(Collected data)
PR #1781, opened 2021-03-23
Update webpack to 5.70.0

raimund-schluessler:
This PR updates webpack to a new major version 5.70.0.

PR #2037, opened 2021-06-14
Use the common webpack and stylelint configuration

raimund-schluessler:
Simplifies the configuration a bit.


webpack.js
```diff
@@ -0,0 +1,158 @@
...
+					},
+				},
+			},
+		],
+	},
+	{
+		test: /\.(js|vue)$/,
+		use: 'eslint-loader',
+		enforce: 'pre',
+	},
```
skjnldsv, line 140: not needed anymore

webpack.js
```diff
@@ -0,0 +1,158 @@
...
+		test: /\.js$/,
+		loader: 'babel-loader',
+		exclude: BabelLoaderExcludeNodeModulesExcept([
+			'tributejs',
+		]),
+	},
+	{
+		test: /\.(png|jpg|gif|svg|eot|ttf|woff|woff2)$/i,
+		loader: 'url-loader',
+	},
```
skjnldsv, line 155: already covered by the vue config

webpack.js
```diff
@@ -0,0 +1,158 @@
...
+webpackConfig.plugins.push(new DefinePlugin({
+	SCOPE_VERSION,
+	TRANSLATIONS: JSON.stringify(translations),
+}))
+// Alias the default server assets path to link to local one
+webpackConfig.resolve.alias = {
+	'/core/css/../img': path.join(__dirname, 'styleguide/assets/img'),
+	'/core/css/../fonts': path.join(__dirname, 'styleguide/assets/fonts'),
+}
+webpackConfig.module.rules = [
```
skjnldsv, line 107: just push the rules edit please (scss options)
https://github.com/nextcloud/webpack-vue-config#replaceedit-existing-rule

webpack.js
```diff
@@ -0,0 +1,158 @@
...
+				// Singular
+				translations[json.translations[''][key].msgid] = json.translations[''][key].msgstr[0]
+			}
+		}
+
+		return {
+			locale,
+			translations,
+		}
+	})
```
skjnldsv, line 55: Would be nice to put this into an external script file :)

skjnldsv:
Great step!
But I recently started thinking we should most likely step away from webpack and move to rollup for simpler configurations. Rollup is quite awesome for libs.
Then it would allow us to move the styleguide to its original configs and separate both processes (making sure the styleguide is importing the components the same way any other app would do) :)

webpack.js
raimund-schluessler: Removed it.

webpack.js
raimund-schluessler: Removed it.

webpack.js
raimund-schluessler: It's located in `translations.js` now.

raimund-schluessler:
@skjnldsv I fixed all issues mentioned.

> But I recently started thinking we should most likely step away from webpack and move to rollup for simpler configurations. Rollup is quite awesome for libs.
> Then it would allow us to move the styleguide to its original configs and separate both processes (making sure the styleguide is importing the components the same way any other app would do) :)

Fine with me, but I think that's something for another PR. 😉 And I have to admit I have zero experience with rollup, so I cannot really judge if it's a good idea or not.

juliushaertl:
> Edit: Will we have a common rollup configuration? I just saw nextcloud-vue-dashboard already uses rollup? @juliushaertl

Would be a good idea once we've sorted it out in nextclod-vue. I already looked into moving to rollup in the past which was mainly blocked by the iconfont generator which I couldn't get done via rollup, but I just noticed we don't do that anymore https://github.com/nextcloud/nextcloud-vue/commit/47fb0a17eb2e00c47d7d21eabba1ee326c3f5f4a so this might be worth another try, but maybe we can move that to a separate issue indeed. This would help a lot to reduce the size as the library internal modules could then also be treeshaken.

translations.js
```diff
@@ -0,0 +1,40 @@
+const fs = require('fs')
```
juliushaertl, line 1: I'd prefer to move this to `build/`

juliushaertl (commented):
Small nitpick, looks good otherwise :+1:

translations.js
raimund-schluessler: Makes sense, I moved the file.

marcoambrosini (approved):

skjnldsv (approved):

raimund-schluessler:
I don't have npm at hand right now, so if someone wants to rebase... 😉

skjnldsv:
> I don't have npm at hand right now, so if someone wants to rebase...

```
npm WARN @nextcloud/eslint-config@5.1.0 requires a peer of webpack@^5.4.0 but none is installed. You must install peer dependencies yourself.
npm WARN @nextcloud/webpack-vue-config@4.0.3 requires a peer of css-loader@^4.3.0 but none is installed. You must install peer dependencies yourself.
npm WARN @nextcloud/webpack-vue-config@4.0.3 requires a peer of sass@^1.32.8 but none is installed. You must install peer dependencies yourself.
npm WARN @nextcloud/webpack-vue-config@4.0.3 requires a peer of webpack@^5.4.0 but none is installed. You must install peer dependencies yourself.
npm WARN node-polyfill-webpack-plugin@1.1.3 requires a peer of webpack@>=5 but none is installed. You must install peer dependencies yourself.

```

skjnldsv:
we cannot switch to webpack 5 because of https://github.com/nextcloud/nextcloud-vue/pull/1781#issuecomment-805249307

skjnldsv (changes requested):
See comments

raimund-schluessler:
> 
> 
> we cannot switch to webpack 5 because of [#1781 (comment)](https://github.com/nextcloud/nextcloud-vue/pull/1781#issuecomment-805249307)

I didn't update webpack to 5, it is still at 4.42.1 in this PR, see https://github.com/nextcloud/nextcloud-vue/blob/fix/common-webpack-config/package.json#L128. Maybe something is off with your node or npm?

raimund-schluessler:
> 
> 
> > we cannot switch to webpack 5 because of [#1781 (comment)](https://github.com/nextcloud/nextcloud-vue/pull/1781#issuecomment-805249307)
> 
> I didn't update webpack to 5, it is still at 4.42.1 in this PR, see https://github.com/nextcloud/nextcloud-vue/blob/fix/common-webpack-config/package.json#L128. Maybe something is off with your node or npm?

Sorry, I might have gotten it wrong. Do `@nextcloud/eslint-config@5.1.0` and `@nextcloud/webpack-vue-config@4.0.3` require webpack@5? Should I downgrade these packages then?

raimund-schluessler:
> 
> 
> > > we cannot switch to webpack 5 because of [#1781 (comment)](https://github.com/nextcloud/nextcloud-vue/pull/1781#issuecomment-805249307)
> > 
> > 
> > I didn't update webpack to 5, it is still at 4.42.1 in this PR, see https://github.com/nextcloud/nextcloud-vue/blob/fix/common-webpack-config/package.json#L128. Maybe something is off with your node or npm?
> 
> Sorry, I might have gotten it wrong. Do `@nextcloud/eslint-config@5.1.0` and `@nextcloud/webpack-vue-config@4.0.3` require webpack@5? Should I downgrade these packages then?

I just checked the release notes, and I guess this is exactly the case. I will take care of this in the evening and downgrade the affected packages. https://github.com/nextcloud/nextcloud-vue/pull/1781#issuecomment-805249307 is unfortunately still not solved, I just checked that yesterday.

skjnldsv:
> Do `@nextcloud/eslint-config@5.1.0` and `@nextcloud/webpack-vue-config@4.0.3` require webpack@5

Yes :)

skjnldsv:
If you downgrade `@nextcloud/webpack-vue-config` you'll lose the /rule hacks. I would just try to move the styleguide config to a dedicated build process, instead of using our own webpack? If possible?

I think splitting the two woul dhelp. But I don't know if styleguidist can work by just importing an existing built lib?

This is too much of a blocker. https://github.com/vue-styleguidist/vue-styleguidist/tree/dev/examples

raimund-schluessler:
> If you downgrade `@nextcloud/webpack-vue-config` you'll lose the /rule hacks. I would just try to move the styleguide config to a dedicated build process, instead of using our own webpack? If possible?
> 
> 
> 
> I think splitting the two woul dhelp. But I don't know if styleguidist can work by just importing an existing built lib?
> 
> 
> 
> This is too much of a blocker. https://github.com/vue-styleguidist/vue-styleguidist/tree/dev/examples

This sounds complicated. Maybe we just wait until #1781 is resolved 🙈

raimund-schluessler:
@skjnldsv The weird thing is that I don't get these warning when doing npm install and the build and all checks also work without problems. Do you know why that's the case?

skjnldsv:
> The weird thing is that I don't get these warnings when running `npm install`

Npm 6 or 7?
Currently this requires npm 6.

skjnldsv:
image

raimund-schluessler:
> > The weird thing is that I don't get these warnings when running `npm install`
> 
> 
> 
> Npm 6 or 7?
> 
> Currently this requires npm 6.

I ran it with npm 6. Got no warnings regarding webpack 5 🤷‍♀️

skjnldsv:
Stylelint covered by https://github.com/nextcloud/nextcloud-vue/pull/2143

--

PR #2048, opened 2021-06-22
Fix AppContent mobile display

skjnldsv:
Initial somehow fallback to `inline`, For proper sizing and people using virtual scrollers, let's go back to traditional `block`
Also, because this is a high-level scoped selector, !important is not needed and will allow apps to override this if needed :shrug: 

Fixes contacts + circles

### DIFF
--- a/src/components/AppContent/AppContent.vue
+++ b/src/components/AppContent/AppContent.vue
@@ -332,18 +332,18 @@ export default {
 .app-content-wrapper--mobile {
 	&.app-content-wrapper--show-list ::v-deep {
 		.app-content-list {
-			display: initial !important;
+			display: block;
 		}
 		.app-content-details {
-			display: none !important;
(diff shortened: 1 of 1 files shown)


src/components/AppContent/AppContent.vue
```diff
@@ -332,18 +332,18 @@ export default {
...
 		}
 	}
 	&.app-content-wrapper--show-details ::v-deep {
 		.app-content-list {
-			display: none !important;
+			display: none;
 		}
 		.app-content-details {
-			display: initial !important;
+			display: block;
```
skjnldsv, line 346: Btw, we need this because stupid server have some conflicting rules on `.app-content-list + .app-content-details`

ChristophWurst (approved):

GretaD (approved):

**Task item:**
Whenever a line of the data above includes the word "list", copy that line.

**Task answer:**
 	&.app-content-wrapper--show-list ::v-deep {
 		.app-content-list {
 		.app-content-list {
skjnldsv, line 346: Btw, we need this because stupid server have some conflicting rules on `.app-content-list + .app-content-details`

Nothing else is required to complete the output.